* **TASK INSTRUCTIONS**
Repeat each line of the data exactly as written.

* **RECORDED INFORMATION**
PR #467, opened 2025-02-17
refactor: explicitly ignore errors that we don't need to handle

G-Rath:
This enables the `errcheck` linter which enforces errors be either handled or explicitly ignored to make it clear that the error handling has been thought about rather than mistakenly forgotten.

Relates to #274

### DIFF
--- a/.golangci.yaml
+++ b/.golangci.yaml
@@ -22,7 +22,7 @@ linters:
     - dupl
     - dupword
     - durationcheck
-#    - errcheck
+    - errcheck
     - errchkjson
     - errname
 #    - errorlint
--- a/artifact/image/layerscanning/image/file_node_test.go
+++ b/artifact/image/layerscanning/image/file_node_test.go
@@ -154,9 +154,9 @@ func TestRead(t *testing.T) {
 	const bufferSize = 20
 
 	tempDir := t.TempDir()
-	os.WriteFile(path.Join(tempDir, "bar"), []byte("bar"), 0600)
+	_ = os.WriteFile(path.Join(tempDir, "bar"), []byte("bar"), 0600)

* **EXERCISE SOLUTION**
PR #467, opened 2025-02-17
refactor: explicitly ignore errors that we don't need to handle

G-Rath:
This enables the `errcheck` linter which enforces errors be either handled or explicitly ignored to make it clear that the error handling has been thought about rather than mistakenly forgotten.

Relates to #274

### DIFF
--- a/.golangci.yaml
+++ b/.golangci.yaml
@@ -22,7 +22,7 @@ linters:
     - dupl
     - dupword
     - durationcheck
-#    - errcheck
+    - errcheck
     - errchkjson
     - errname
 #    - errorlint
--- a/artifact/image/layerscanning/image/file_node_test.go
+++ b/artifact/image/layerscanning/image/file_node_test.go
@@ -154,9 +154,9 @@ func TestRead(t *testing.T) {
 	const bufferSize = 20
 
 	tempDir := t.TempDir()
-	os.WriteFile(path.Join(tempDir, "bar"), []byte("bar"), 0600)
+	_ = os.WriteFile(path.Join(tempDir, "bar"), []byte("bar"), 0600)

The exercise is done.